### [Prompt]
For the records that follow, work out how many lines include "sense" and give only that count.

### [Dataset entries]
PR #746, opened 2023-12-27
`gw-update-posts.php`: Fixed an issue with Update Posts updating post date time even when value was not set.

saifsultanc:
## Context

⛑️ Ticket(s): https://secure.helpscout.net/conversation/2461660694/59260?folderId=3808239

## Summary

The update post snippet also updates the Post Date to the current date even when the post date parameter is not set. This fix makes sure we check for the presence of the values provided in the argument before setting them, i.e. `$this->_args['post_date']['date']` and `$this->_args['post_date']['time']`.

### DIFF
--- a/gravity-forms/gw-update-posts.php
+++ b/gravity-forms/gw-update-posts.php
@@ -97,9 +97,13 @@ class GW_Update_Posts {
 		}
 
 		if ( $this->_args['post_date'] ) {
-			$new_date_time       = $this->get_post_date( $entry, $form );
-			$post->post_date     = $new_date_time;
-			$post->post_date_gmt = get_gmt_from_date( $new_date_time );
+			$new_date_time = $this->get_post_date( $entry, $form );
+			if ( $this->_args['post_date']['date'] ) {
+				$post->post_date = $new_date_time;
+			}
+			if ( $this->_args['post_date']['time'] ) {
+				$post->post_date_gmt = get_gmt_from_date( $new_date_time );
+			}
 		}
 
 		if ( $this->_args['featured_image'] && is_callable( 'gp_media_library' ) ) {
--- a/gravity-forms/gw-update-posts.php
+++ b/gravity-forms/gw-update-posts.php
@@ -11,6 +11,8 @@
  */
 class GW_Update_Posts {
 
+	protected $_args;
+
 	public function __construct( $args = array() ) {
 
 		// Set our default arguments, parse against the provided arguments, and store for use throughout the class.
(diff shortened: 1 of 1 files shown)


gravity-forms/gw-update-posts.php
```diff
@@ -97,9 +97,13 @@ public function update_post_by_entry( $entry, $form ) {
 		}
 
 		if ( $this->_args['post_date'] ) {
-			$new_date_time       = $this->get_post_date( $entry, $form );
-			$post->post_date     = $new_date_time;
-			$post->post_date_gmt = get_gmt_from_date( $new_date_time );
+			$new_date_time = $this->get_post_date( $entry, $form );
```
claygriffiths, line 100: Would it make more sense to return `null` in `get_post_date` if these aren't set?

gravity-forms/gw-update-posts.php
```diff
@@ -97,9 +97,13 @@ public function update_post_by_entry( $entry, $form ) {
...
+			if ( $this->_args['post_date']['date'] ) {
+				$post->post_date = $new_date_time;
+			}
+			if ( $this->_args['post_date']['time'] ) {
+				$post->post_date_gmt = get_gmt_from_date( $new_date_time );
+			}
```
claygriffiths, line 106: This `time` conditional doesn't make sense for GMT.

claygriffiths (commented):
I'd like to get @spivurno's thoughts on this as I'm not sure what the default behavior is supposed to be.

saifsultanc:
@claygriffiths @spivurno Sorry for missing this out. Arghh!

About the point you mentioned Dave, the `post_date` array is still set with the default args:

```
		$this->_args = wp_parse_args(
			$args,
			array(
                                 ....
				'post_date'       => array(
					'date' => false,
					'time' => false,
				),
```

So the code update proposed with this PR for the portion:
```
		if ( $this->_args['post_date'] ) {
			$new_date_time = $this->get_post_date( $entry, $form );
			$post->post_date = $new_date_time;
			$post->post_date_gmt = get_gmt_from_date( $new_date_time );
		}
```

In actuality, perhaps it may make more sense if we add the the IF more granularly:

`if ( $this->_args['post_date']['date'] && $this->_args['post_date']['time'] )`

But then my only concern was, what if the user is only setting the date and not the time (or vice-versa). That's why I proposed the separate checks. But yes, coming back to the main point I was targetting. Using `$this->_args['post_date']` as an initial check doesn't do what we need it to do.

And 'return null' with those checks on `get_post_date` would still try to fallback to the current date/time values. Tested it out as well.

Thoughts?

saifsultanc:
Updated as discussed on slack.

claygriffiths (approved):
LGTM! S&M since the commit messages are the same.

### [Exercise solution]
3